The figure is a sectional view taken along the line of FIG. 1, FIGS. 8 and 9 a are sectional views taken along the line of FIG. 10 is a plan sectional view illustrating the opening of the bottom cover 36, FIG. 10 is a perspective view of FIG. Fig. 13 and Fig. 15 are respectively an overall view of the melting device in which the basket of the present invention is immersed, Fig. 14 is an enlarged sectional view showing the part shown in Fig. 13, and Fig. 16 is an enlarged view of the part shown in Fig. 15. FIG. 12... Melting tube, 14, 14a... Basket, 30... Drum, 32... Inner tube, 34...
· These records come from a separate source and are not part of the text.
Issue #1165, opened 2021-06-05
Strengthen quest tests to better test tree functionality


gabigarc03:
The tests for quests (in `test_quests_state.c`) were really only refactored when non-binary achievement trees were implemented. They don't fully test whether `add_achievement_to_tree`, `complete_achievement`, and `is_quest_completed` actually use tree functionality effectively. See the [current implementation wiki](https://github.com/uchicago-cs/chiventure/wiki/Quests-~-Current-Implementation) for more details.

JSerf02:
When updating these tests, we should also add tests against the updated quest id system [(Pull Request #1237)](https://github.com/uchicago-cs/chiventure/pull/1237) to make sure it works

jakeziqiwei:
We have added extra tests to add coverage to the above functions, but new functions we have written(in the ctx branch). Closing this issue now since it has already been merged into dev

philipchenaux:
Issue Score: Excellent

Comments:
Great job! My only comment here is that you did not include an update when you linked the Quests/add ctx PR to this issue. You should explain the significance of this PR in this issue.

PR #1237, opened 2022-05-01
Quests/change id format

### LINKED ISSUE #1158: Convert quest_id from long id to char* and refactor functions accordingly
Quests currently use a long int to store IDs, which can be confusing. String identifiers would be much more user-friendly, hence this change. See the [current implementation wiki](https://github.com/uchicago-cs/chiventure/wiki/Quests-~-Current-Implementation) for more details.

Castel-Jaloux:
Changed the type of quest_id from long int to char* to improve usability. Changed the appropriate values in all functions and function calls, as well as tests, to reflect this alteration.


JSerf02 (approved):
Changes look good and pass all tests, so not really much else to say. We should take note, though, that when we eventually improve our tests [(Issue #1165)](https://github.com/uchicago-cs/chiventure/issues/1165), we should add tests for multiple different ids instead of using the same id for every test.

src/quests/src/quests_state.c
```diff
@@ -171,13 +171,13 @@ int achievement_init(achievement_t *achievement, mission_t *mission, char *id)
...
 /* Refer to quests_state.h */
-int quest_init(quest_t *q, long quest_id, achievement_tree_t *achievement_tree,
+int quest_init(quest_t *q, char *quest_id, achievement_tree_t *achievement_tree,
                 reward_t *reward, stat_req_t *stat_req, int status)
 
 {
     assert(q != NULL);
 
-    q->quest_id = quest_id;
+    q->quest_id = strdup(quest_id);
```
philipchenaux: It is good practice to use the string-safe version of strdup which is strndup.

philipchenaux (changes requested):
Generally looks good, one very minor comment. But if we can get that fixed quickly, then it should likely be good to merge and will count for the second sprint.

src/quests/src/quests_state.c
Castel-Jaloux: The suggested edit has been updated on the branch and pushed. Additionally, some of the edits to quest-example.c that ended up being made in the other pull request were moved here as well for consistency (since this is the pull request that those changes are related to).

philipchenaux (approved):
Looks good to me, happy to merge this into the code base. Just awaiting @JSerf02 approval of this PR.

JSerf02 (approved):
Looks good. Nice job using a #define to store the max number of characters in the id!

philipchenaux:
Issue Score: Excellent

Comments:
Another great pull request, good job!

PR #1268, opened 2022-05-02
Fixing a bug in NPC movement when a specific room is in multiple steps of its path

### LINKED ISSUE #1240: Fix bug with having repeated rooms in an npc's movement path
members: William

bvvill:


bvvill:
> changed reverse_path so that it supports NPCs with both a definite and indefinite movement path. I also edited move_npc_indefinite so that the movement path is reversed once the end is reached, but the move backward is not followed through, staying true to the original documentation of the function in npc_move.h

I decided to to commit these changes to this branch because they are changes I would've made with more time with this issue

bvvill:
summary of changes:

- addition of `unsigned int npc_path_pos` into the `npc_mov_t` struct, which keeps track of the current location of the NPC within its movement path

- a function to get this value, `track_npc_path_pos`, has also been implemented
- addition of `uint8_t npc_path_reversed` into the `npc_mov_t` struct, which is 0 if the movement path is in the original order/direction, or 1 if the path is in the reverse/opposite order/direction
   
- a function to get this value, `track_npc_path_reversed`, has also been implemented
- for NPCs with definite paths, the `reverse_path` function was edited to flip this member between 0 and 1 whenever called.
- `npc_mov_init` was edited to assign the initial values of the newly added members to be 0
- To fix the bug described earlier, functions using the `char *room_id` to search through the movement path (which is in a linked list), such as `mov_npc_definite` and `mov_npc_indefinite`, were edited to go through the linked list using the values of the `npc_path_pos` and `npc_path_reversed` members, and to (in/de)crement an NPC's `npc_path_pos` accordingly.
- `get_npc_num_rooms` now uses the efficient `LL_COUNT` macro instead of using `LL_FOREACH` and explicitly defining the counting

Commentary made during the progress leading to these changes can be found in https://github.com/uchicago-cs/chiventure/issues/1240

emilybae1705 (commented):
npc_path_reversed is tracking whether an NPC is moving along its path in the original or reversed direction where 0 indicates original and 1 indicates reversed direction. To make this idea more concrete, maybe you could make the struct into an enum where ORIGINAL=0, REVERSED=1. This could possibly help avoid confusion down the line for future developers of the NPC movement module as well.

emilybae1705 (commented):
Additionally, in `npc_move.c` _lines 176-180_, `head` is assigned to different `npc_path` values depending on whether the `mov_type` is DEFINITE or INDEFINITE. The original implementation only accounted for the DEFINITE case as an input to the LL_FOREACH_SAFE function. I wasn't sure whether this was intentional, but after talking to @bvvill I've confirmed that he intentionally made this change because the previous implementation did not account for the INDEFINITE case (npcs move to a different room after a certain time interval passes). Accounting for the indefinite case resolves any bug in npc movement where an npc should move to a different location despite having no definite choice of movement made by a player in the CLI.

emilybae1705 (commented):
`LL_COUNT()`'s implementation uses `LL_FOREACH()` and not `LL_FOREACH_SAFE()`, which to my knowledge is a safer version of `LL_FOREACH()` as it accounts for the case when the number of elements in a list changes. Would this be a problem for your `LL_COUNT()` implementation in _line 223_ of `npc_move.c`? I don't know the details of the npc movement module so I'm not entirely sure, but it might be a consideration you need to make?

bvvill:
> `LL_COUNT()`'s implementation uses `LL_FOREACH()` and not `LL_FOREACH_SAFE()`, which to my knowledge is a safer version of `LL_FOREACH()` as it accounts for the case when the number of elements in a list changes. Would this be a problem for your `LL_COUNT()` implementation in _line 223_ of `npc_move.c`? I don't know the details of the npc movement module so I'm not entirely sure, but it might be a consideration you need to make?

`LL_FOREACH_SAFE` is the same as `LL_FOREACH`, it just has an extra parameter in case the pointer to the next step in the linked list struct is named something other than `*next`, which is not the case here, so `LL_COUNT` is fine.

bvvill:
> npc_path_reversed is tracking whether an NPC is moving along its path in the original or reversed direction where 0 indicates original and 1 indicates reversed direction. To make this idea more concrete, maybe you could make the struct into an enum where ORIGINAL=0, REVERSED=1. This could possibly help avoid confusion down the line for future developers of the NPC movement module as well.

I think I agree with using an enum here to avoid confusion in the future. I know other teams in chiventure have a defined range of enums they use so that everyone's not using enums that equal zero or one, but I don't think our team has a defined range yet, I'll ask Lily and then I'll implement an enum for this.

bvvill:
> I know other teams in chiventure have a defined range of enums they use so that everyone's not using enums that equal zero or one, but I don't think our team has a defined range yet, I'll ask Lily and then I'll implement an enum for this.

To correct/clarify myself, other teams making enums for use within the `tid_t` struct were given a range of values to work with so there wasn't any overlap, but that is not a concern here. Also, an enum (`npc_path_direction_t`) for npc path direction has been implemented, as discussed above.

emilybae1705 (approved):
I have reviewed the pull request and it looks good! @bvvill has incorporated the feedback I gave previously and all the necessary changes have been made. Overall, I see no error in the code that would cause the program to crash. Moreover, changing the npc_path_direction_t struct into an enum has made it easier to follow the implementation details. Looks like the request is ready to go!

src/npc/src/npc_move.c
```diff
@@ -154,22 +156,36 @@ char* track_room(npc_mov_t *npc_mov)
 
 
 /* See npc_move.h */
-int reverse_path(npc_mov_t *npc_mov)
+unsigned int track_npc_path_pos(npc_mov_t *npc_mov)
```
lilyehsani: I think it would fit chiventure conventions more if these were named `get_npc_path_pos` and `get_npc_path_direction`.

src/npc/src/npc_move.c
```diff
@@ -154,22 +156,36 @@ char* track_room(npc_mov_t *npc_mov)
...
 
+/* See npc_move.h */
+int flip_npc_path_direction(npc_mov_t *npc_mov)
+{
+    room_list_t *head = NULL, *reversed_path_head = NULL;
     room_list_t *room_elt, *room_tmp;
-    LL_FOREACH_SAFE(npc_mov->npc_mov_type.npc_mov_definite->npc_path,
-                room_elt,room_tmp)
+
+    if (npc_mov->mov_type == NPC_MOV_DEFINITE) {
```
lilyehsani: Need to be consistent with bracket placement: chiventure uses [Allman style](https://uchicago-cs.github.io/dev-guide/style_guide_c.html#indentation).

src/npc/src/npc_move.c
```diff
@@ -179,36 +195,37 @@ int reverse_path(npc_mov_t *npc_mov)
...
 
-	if(npc_mov->mov_type == NPC_MOV_DEFINITE)
-	{
-        LL_FOREACH(npc_mov->npc_mov_type.npc_mov_definite->npc_path, elt)
-        {
-            count++;
-            curr_room = elt->room;
-        }
+	if (npc_mov->mov_type == NPC_MOV_DEFINITE) {
+        LL_COUNT(npc_mov->npc_mov_type.npc_mov_definite->npc_path, elt, count);
```
lilyehsani, line 240: Nice use of this macro!

src/npc/src/npc_move.c
```diff
@@ -241,6 +271,7 @@ int move_npc_definite(npc_mov_t *npc_mov)
     {
         room_t *next_room = current_room->next->room;
         npc_mov->track = next_room->room_id;
+        (direction)? npc_mov->npc_path_pos-- : npc_mov->npc_path_pos++;
```
lilyehsani: The question mark operator is cool, but for readability, I think we should expand this to a case or if statement checking the enum.

src/npc/src/npc_move.c
```diff
@@ -252,25 +283,39 @@ int move_npc_definite(npc_mov_t *npc_mov)
...
     if(current_room->next == NULL)
     {
+        assert(flip_npc_path_direction(npc_mov) == SUCCESS);
         return 1;
     }
     if((strcmp(current_room->room->room_id,npc_mov->track)) == 0)
     {
         room_t *next_room = current_room->next->room;
         npc_mov->track = next_room->room_id;
+        (direction)? npc_mov->npc_path_pos-- : npc_mov->npc_path_pos++;
```
lilyehsani: Same as above.

lilyehsani (changes requested):
Looks really good! Just a few comments, mostly stylistic.

src/npc/src/npc_move.c
bvvill: Yes I agree

src/npc/src/npc_move.c
bvvill: I used the astyle command for this lol I didn't realize it would change so many files, sorry

src/npc/src/npc_move.c
bvvill: thank u !

src/npc/src/npc_move.c
bvvill: Yes I agree

lilyehsani (approved):
Looks good to me! Approved.

bvvill:
summary of changes:

* addition of `unsigned int npc_path_pos` into the `npc_mov_t` struct, which keeps track of the current location of the NPC within its movement path
* a function to get this value, `get_npc_path_pos`, has also been implemented
* addition of `uint8_t npc_path_direction` into the `npc_mov_t` struct, which is `enum NPC_MOV_ORIGINAL` if the movement path is in the original order/direction, or `enum NPC_MOV_REVERSED` if the path is in the reverse/opposite order/direction
* a function to get this value, `get_npc_path_direction`, has also been implemented
* for NPCs with definite paths, the `flip_npc_path_direction` function was edited to flip this member between 0 and 1 whenever called.
* `npc_mov_init` was edited to assign the initial values of the newly added members to be 0
* To fix the bug described earlier, functions using the `char *room_id` to search through the movement path (which is in a linked list), such as `mov_npc_definite` and `mov_npc_indefinite`, were edited to go through the linked list using the values of the `npc_path_pos` and `npc_path_direction` members, and to (in/de)crement an NPC's `npc_path_pos` accordingly.
* `get_npc_num_rooms` now uses the efficient `LL_COUNT` macro instead of using `LL_FOREACH` and explicitly defining the counting

Commentary made during the progress leading to these changes can be found in #1240 and in this PR

lilyehsani:
Issue Score: Excellent

Comments:
Great work! The summary and updates are very clear and thorough. When you create a PR, you are requesting a review of the code in the branch you want to merge. As such, you should not push any commits to the branch right after creating the PR; you should only do so in response to a code review. Make sure that, when you create a PR, the code is ready for review and passes all the tests.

Outer tube, 36...bottom cover, 36a, 36b...half body, 38...hinge, 40...mandrel, 42...boss portion, 44...support shaft, 46...dish-shaped enlarged head, 48... Lock bar, 50, 52... Groove,
54, 56... Seal member, 58... Lock bar clamping member, 70, 78... Sludge collecting section.

Claims (1)

[Scope of Claim for Utility Model Registration] (1) A cylindrical basket that holds cut pieces of spent nuclear fuel inside and is charged vertically into a melting device, with a porous outer tube and a porous outer tube inside the basket. A porous inner tube inserted and installed coaxially, a disk-shaped bottom cover with a central hole that seals the bottom of the space between the outer tube and the inner tube, and a bottom cover of the bottom cover. a lock bar that is rotatable along the inner tube and about the center point of the inner tube, and the bottom cover is divided into two diametrically divided halves that can be opened downward by a pivot member. A basket for a spent nuclear fuel melting device, characterized in that the basket is connected to a spent nuclear fuel melting device. (2) The pivot member is a hinge, and the stem of the hinge crosses the lower end of the inner tube in the diametrical direction of the inner tube. 2. The spent nuclear fuel melting device basket according to claim 1, wherein a lock bar support shaft is pivotally supported, and the lock bar is fixed to the lower end of the support shaft. (3) The support shaft is pivotally supported to be vertically movable with respect to the mandrel, and the lock bar has a length approximately equal to the outer diameter of the outer tube, and has a length in a diametrical direction perpendicular to the mandrel. A basket for a spent nuclear fuel melting device according to claim 2, characterized in that grooves are formed at two locations on the lower edge of the outer tube, into which the tips of the lock bars are engaged. (4) Claims of a utility model patent characterized in that an annular sealing member is provided on the inner peripheral surface of the lower part of the outer tube and the outer peripheral surface of the lower part of the inner tube, with which the upper peripheral edge of the bottom cover comes into contact. A basket for a spent nuclear fuel melting device according to any one of Items 1 to 3.